It says something that a new OS X release is an event to be celebrated in the Mac world, whereas even a Windows service pack is approached with trepidation and furious backup-taking. And while forums across the world are filled with moaning about recalcitrant Vista installs and pining for the good ol’ XP days (remember how much fun those were pre-SP2?), I’m enjoying Mac OS X 10.5.
Leopard isn’t without flaws though, and I suppose you have to give the benefit of the doubt to any new OS release to a certain extent. Here’s what I think so far. Mac geekery will follow.
The new Finder is a good improvement that’s been needed for a while. I like it and the only feature that I really want is a way to easily set the default window size and layout style so that I can set certain folders to open in Cover Flow (awesome way to navigate images and PDFs, incidentally), etc.
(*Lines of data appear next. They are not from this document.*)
Issue #2961, opened 2021-05-25
aria-hidden-focus does not account for inputs being inside a disabled <fieldset>


thomasbickley-bjss:
Product: axe Extension

Expectation: An input that is inside a `<fieldset>` that has been disabled should not be treated as focusable by the aria-hidden-focus rule

Actual: An input that is inside a `<fieldset>` that has been disabled is still treated as focusable by the aria-hidden-focus rule

Motivation: The aria-hidden-focus rule returns a false positive when aria-hidden is used with a disabled fieldset

Example:
The aria-hidden-focus rule flags the following as a serious issue, despite the input not actually being focusable. 
```
<fieldset disabled="disabled" aria-hidden="true">
	<input />
</fieldset>
```

<pre><code>axe-core version: 4.2.0
axe extension version: 4.9.3
</code></pre>

WilcoFiers:
Thank you for reporting the issue. We'll be sure to fix it. I think the problem is in dom.focusDisabled, which do
https://github.com/dequelabs/axe-core/blob/develop/lib/commons/dom/focus-disabled.js#L10

To fix this we'll need to have i check walk up the tree to see if there's a disabled fieldset. Should be fairly straightforward. The one thing to be mindful of in fixing this is to check how this interacts with shadow DOM. I recall that `disable` only works on descendants in the same DOM tree. We should test it to make sure.

padmavemulapati:
Validated with the latest develop branch code base,
observed that, 
1. When given content made unfocusable through disabled fieldset`<fieldset id="target" disabled aria-hidden="true"><input /></fieldset>` test will pass
2. Fail when content is in the legend of a disabled fieldset
` <fieldset id="target" disabled aria-hidden="true"><legend><input /></legend></fieldset>`
3.also fail when content is in an aria-hidden but not disabled fieldset
`<fieldset id="target" aria-hidden="true"><input /></fieldset>`
![image](https://user-images.githubusercontent.com/47409579/128302122-ec206098-b767-4d82-b64e-aa77d21ffc79.png)

straker:
No docs

thomasbickley-bjss:
@straker I don't understand what you mean. What docs are missing here?

straker:
Sorry, that was a paperwork style comment. Every issue needs testing and then might need docs updated. Was just saying that this issue doesn't need to update or add any docs.

thomasbickley-bjss:
Was closing it accidental then?

[...]

PR #3056, opened 2021-06-30
fix(aria-hidden-focusable): disabled aria-hidden fieldset should not have focusable children

clottman:
Closes issue: #2961

### DIFF
--- a/lib/commons/dom/focus-disabled.js
+++ b/lib/commons/dom/focus-disabled.js
@@ -11,6 +11,7 @@ function focusDisabled(el) {
   const vNode = el instanceof AbstractVirtualNode ? el : getNodeFromTree(el);
 
   if (vNode.hasAttr('disabled')) {
+    vNode._isDisabled = true;
     return true;
   }
 
@@ -21,9 +22,10 @@ function focusDisabled(el) {
     if (parentNode.props.nodeName === 'legend') {
       break;
     }
+
     if (
       parentNode.props.nodeName === 'fieldset' &&
-      parentNode.hasAttr('disabled') &&
+      (parentNode._isDisabled || parentNode.hasAttr('disabled')) &&
       parentNode.shadowId === vNode.shadowId
     ) {
       return true;
@@ -35,10 +37,12 @@ function focusDisabled(el) {
     // if the virtual node does not have an actual node, treat it
     // as not hidden
     if (!vNode.actualNode) {
+      vNode._isDisabled = false;
       return false;
     }
-
-    return isHiddenWithCSS(vNode.actualNode);
+    const isDisabled = isHiddenWithCSS(vNode.actualNode);
+    vNode._isDisabled = isDisabled;
+    return isDisabled;
   }
 
   return false;
--- a/lib/commons/dom/focus-disabled.js
+++ b/lib/commons/dom/focus-disabled.js
@@ -38,7 +38,7 @@ function focusDisabled(el) {
       parentNode.hasAttr('disabled') &&
       parentNode.shadowId === vNode.shadowId
     ) {
-      vNode._inDisabledFieldset = true;
+      fieldsetDisabled = true;
     }
     parentNode = parentNode.parent;
   }
--- a/lib/commons/dom/focus-disabled.js
+++ b/lib/commons/dom/focus-disabled.js
@@ -24,7 +24,8 @@ function focusDisabled(el) {
     }
     if (
       parentNode.props.nodeName === 'fieldset' &&
-      parentNode.hasAttr('disabled')
+      parentNode.hasAttr('disabled') &&
+      parentNode.shadowId === vNode.shadowId
     ) {
       return true;
     }
--- a/lib/commons/dom/focus-disabled.js
+++ b/lib/commons/dom/focus-disabled.js
@@ -19,24 +19,25 @@ function focusDisabled(el) {
   let parentNode = vNode.parent;
   const ancestors = [];
   let fieldsetDisabled = false;
-  while (parentNode && !fieldsetDisabled) {
+  while (
+    parentNode &&
+    parentNode.shadowId === vNode.shadowId &&
+    !fieldsetDisabled
+  ) {
     ancestors.push(parentNode);
     if (parentNode.props.nodeName === 'legend') {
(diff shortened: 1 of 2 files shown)


lib/commons/dom/focus-disabled.js
```diff
@@ -14,6 +14,23 @@ function focusDisabled(el) {
...
+    // https://developer.mozilla.org/en-US/docs/Web/HTML/Element/fieldset
+    if (parentNode.props.nodeName === 'legend') {
+      parentNode = null;
+      continue;
+    }
+    if (
+      parentNode.props.nodeName === 'fieldset' &&
+      parentNode.hasAttr('disabled')
+    ) {
+      return true;
```
straker, line 29: This will return true even if the fieldset is part of a different shadow tree. However form fields inside a shadow root do not apply `disabled` from a parent fieldset.

```html
<fieldset disabled>
  <legend><label>This is strange<input name="hello"></label></legend>

  <label>this should be disabled <input></label>

  <div id="shadow"></div>
</fieldset>

<script src="/axe.js"></script>
<script>
  const shadow = document.querySelector('#shadow');
  const shadowRoot = shadow.attachShadow({mode: 'open'});
  shadowRoot.innerHTML = '<label>Shadow input <input></label>';
</script>
```

VirtualNodes have a `shadowId` property on them, so if the two are equal then we can return `true`, otherwise it won't apply.

straker (dismissed):

lib/commons/dom/focus-disabled.js
```diff
@@ -14,6 +14,24 @@ function focusDisabled(el) {
     return true;
   }
 
+  let parentNode = vNode.parent;
+  while (parentNode) {
+    // if a form element is in a legend, that element will not be disabled even if the fieldset is
+    // https://developer.mozilla.org/en-US/docs/Web/HTML/Element/fieldset
+    if (parentNode.props.nodeName === 'legend') {
+      parentNode = null;
+      continue;
```
straker, line 23: This could just be a `break` rather than setting `parentNode` to null to quit the loop in the next iteration and then continuing.

```suggestion
      break;
```

straker (changes requested):

test/checks/keyboard/focusable-disabled.js
```diff
@@ -41,6 +41,50 @@ describe('focusable-disabled', function() {
     assert.isTrue(actual);
   });
 
+  it('returns true when content made unfocusable through disabled fieldset', function() {
+    var params = checkSetup(
+      '<fieldset disabled aria-hidden="true"><input id="target" /></fieldset>'
```
straker, line 46: These tests are technically running against the wrong node. The evaluate function should be run against the element that has the `aria-hidden` on it. Each of these tests (except for the shadow root one) runs against an input element. This can potentially cause problems later on if something about how we get tabbableElements stops returning the node itself.

lib/commons/dom/focus-disabled.js
```diff
@@ -14,6 +14,23 @@ function focusDisabled(el) {
     return true;
   }
 
+  let parentNode = vNode.parent;
+  while (parentNode) {
```
straker, line 18: Looking at this more closely this will cause a pretty big performance problem. Since each child element of the `aria-hidden` element will use this function, each of them will walk up the entire parent tree of the page. If the aria-hidden is placed near the top of the tree, that is a lot of checking of nodes already checked.

We should cache on the VirtualNode information about this lookup so each element only needs to go up a few nodes until it finds an element that has already gone through this lookup chain.

We'll want to do something similar to [is-hidden](https://github.com/dequelabs/axe-core/blob/develop/lib/core/utils/is-hidden.js) and cache the results of the recursive lookup onto each node we look at so we only ever have to look at a parent tree once.

straker (changes requested):

straker (changes requested):
The cache on `focusDisabled` isn't quite working. The cache won't break early from looking at the entire parent tree looking for a fieldset. What you'll need to do is look at at `_isDisabled` for every parent element and if it isn't undefined return the value. You'll also then want to cache that value on the node itself so a child of the node will only have to go up 1 parent to find the result.

lib/commons/dom/focus-disabled.js
```diff
@@ -14,13 +14,49 @@ function focusDisabled(el) {
     return true;
   }
 
+  // if a form element is in a legend, that element will not be disabled even if the fieldset is
+  // https://developer.mozilla.org/en-US/docs/Web/HTML/Element/fieldset
+  let parentNode = vNode.parent;
+  const ancestors = [];
+  let fieldsetDisabled = false;
+  while (parentNode && !fieldsetDisabled) {
```
straker, line 22: If we know we're not in the same shadow tree anymore we can stop looking at the parent tree completely as well. This also removes the need to check for this in the if statements as well.

```suggestion
  while (parentNode && parentNode.shadowId === vNode.shadowId && !fieldsetDisabled) {
```

straker: Also, we'll want to break once we know whether or not there is a parent fieldset disabled. Right now this only breaks if the value is true, but we want to short circuit the entire tree as soon as any node has the cached value regardless of what the value is.

straker (changes requested):

straker (changes requested):

lib/commons/dom/focus-disabled.js
```diff
@@ -19,24 +19,25 @@ function focusDisabled(el) {
   let parentNode = vNode.parent;
   const ancestors = [];
   let fieldsetDisabled = false;
-  while (parentNode && !fieldsetDisabled) {
+  while (
```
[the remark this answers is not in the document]
clottman: I'm doing that with the `break` [on line 35](https://github.com/dequelabs/axe-core/pull/3056/files#diff-9926a4ccb8ed5d395649db684d3ad79eda8b54183ce202cae649e59dd999b797R35)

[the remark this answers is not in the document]
straker: Gotcha. Sorry, didn't see that break.

straker (approved):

Quick Look is probably the thing that I’m going to use the most. I have a lot of similarly-titled Word documents that I rely on Spotlight to look through and this just adds another way to quickly navigate documents.
Spaces is quite useful when you’re doing something that involves a lot of different programs. I was doing some website work earlier and so had the play programs (Camino, Adium, iTunes) open in one, TextWrangler (text editor) and Transmit (FTP) open in the other, and Photoshop open in the third one. It definitely makes things less cluttered when you’re working with limited screen space and don’t want to keep minimising and hiding programs to keep them out of the way. Too bad that it can’t magically add more RAM though, eh?